● **DIRECTIONS**:
If a line of the data below holds the string "ModuleDocFragment", copy it.

** Opening DATA FOR THE TASK block **

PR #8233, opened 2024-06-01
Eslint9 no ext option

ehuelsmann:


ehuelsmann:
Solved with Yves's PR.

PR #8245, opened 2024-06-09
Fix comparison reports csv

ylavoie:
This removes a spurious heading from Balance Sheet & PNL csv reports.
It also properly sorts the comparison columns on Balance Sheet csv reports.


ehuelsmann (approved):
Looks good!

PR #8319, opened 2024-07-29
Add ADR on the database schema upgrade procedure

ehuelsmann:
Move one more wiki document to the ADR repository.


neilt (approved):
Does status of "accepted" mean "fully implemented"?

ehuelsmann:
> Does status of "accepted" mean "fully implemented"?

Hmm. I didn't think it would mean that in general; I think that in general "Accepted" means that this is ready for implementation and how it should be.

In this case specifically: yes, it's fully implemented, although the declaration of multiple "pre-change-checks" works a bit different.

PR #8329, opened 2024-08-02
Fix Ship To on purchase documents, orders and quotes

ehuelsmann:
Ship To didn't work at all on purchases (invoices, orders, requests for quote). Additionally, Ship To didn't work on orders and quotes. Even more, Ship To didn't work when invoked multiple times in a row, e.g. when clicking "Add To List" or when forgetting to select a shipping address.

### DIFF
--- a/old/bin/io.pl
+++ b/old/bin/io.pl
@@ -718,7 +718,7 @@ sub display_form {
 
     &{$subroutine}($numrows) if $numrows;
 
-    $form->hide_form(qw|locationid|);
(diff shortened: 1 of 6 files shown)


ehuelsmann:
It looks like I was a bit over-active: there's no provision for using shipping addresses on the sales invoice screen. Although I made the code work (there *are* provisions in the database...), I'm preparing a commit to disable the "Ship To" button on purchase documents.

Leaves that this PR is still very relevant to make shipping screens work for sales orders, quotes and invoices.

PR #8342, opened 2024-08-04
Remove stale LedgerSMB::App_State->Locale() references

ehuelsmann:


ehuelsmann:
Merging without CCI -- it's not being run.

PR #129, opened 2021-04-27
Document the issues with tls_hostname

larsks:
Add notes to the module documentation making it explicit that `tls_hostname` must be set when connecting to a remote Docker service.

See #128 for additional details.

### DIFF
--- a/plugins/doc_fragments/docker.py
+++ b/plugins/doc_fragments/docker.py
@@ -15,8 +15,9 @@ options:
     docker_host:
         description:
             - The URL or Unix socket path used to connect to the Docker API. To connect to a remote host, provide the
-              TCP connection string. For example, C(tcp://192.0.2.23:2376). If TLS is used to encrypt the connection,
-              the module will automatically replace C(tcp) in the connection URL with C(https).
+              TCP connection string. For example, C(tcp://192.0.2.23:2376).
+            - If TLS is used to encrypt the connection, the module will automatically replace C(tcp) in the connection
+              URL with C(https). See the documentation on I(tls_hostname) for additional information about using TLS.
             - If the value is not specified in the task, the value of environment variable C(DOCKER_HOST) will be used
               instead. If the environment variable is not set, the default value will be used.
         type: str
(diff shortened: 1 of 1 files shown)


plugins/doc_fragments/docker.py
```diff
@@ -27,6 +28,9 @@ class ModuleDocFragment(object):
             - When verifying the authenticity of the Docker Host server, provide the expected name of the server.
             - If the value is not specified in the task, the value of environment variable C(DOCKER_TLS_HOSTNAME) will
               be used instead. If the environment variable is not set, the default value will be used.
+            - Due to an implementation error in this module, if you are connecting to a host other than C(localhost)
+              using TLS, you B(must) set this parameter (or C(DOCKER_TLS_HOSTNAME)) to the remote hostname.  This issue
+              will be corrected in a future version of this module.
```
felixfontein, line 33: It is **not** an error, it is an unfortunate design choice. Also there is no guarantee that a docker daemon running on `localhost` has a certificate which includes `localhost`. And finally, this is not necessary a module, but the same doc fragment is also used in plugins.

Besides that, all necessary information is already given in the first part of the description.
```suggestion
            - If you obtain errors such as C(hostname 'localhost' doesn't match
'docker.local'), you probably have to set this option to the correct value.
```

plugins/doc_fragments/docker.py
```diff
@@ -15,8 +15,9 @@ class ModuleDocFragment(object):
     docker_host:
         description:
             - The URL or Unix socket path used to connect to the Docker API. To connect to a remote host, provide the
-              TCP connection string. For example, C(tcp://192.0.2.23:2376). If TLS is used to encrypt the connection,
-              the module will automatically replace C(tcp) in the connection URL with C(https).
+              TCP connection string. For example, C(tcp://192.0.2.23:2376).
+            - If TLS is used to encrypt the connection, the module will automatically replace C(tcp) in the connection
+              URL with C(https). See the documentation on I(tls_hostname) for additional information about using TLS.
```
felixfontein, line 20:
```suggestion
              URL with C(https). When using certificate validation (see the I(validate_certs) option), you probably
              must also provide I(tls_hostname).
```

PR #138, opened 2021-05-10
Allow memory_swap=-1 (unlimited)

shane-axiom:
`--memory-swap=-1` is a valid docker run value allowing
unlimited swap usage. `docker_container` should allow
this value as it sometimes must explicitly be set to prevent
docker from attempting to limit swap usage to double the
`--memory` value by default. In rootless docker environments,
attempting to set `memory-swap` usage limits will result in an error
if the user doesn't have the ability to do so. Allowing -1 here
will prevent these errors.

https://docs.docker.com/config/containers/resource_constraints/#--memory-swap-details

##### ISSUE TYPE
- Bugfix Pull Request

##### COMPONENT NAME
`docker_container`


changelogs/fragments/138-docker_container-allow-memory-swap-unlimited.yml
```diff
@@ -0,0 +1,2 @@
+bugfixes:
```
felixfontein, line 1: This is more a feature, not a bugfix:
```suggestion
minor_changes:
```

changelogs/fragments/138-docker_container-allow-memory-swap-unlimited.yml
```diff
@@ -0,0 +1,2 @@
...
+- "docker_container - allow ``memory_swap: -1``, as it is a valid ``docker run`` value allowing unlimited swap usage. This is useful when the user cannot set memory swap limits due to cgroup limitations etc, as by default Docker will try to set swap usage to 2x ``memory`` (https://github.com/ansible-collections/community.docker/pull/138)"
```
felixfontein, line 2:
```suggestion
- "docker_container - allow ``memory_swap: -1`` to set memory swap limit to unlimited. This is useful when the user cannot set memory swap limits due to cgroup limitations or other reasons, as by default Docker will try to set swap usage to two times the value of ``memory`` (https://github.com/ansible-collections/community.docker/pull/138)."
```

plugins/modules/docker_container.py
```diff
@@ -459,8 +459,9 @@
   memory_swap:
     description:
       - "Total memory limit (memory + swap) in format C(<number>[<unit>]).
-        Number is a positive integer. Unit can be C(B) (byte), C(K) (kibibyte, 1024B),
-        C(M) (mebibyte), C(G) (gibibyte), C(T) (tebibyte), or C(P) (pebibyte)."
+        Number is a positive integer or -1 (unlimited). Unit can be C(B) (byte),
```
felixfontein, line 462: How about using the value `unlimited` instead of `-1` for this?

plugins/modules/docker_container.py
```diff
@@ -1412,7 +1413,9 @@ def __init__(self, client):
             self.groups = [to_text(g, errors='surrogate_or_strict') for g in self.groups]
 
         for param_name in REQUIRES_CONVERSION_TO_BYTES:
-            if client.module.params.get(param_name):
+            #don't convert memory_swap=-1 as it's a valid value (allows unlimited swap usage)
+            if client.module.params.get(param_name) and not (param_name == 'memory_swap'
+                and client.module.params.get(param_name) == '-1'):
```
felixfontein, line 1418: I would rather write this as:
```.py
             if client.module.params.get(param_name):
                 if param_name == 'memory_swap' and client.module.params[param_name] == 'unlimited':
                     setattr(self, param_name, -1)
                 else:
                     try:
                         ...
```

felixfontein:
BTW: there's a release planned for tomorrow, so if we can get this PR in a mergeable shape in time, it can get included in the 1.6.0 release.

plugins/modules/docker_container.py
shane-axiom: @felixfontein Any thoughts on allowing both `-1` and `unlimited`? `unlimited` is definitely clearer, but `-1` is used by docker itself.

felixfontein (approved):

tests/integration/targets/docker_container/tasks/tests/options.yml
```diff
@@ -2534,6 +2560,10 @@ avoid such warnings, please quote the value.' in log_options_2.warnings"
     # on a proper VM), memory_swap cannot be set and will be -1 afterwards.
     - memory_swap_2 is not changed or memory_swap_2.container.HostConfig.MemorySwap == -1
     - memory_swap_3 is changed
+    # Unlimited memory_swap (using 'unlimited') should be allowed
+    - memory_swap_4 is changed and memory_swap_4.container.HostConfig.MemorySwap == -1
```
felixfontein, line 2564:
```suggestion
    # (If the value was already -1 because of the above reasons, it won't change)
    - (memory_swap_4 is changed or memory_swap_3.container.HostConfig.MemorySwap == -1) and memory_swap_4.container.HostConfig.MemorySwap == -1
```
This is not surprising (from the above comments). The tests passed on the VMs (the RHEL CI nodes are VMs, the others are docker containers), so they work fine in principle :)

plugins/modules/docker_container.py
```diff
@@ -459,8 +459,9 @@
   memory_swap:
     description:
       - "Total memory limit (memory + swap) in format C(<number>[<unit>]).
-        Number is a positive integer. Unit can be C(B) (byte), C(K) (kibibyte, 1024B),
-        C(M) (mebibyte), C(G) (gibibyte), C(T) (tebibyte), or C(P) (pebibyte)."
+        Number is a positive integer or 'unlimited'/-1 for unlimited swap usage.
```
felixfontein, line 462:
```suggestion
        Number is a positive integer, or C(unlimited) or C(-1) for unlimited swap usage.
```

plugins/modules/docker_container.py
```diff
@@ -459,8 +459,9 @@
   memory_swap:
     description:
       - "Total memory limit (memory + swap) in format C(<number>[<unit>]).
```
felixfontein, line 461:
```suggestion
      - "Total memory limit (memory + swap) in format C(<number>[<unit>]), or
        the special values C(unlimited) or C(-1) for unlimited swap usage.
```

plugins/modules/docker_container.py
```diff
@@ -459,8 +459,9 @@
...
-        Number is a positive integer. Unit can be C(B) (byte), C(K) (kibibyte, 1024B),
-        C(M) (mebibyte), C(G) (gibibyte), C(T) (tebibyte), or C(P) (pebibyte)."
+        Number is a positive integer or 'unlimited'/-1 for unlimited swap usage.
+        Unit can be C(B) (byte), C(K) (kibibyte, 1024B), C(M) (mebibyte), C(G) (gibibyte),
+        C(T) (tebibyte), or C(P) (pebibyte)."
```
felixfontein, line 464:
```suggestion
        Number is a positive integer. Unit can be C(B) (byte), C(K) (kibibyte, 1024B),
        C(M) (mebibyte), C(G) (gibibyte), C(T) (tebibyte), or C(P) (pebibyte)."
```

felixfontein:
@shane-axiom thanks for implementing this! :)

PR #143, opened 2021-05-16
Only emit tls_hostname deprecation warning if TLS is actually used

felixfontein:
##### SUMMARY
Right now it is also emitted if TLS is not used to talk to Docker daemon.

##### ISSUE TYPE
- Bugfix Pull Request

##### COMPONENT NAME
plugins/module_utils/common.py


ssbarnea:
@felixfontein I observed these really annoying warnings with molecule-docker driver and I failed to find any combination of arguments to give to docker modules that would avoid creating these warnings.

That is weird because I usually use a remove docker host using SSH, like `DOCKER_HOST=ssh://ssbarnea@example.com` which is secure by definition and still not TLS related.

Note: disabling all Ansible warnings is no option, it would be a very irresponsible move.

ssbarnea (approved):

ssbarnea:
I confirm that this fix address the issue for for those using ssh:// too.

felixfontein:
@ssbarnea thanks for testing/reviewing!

** Closing DATA FOR THE TASK block **

● **SOLUTION FOR THIS TASK**:
@@ -27,6 +28,9 @@ class ModuleDocFragment(object):
@@ -15,8 +15,9 @@ class ModuleDocFragment(object):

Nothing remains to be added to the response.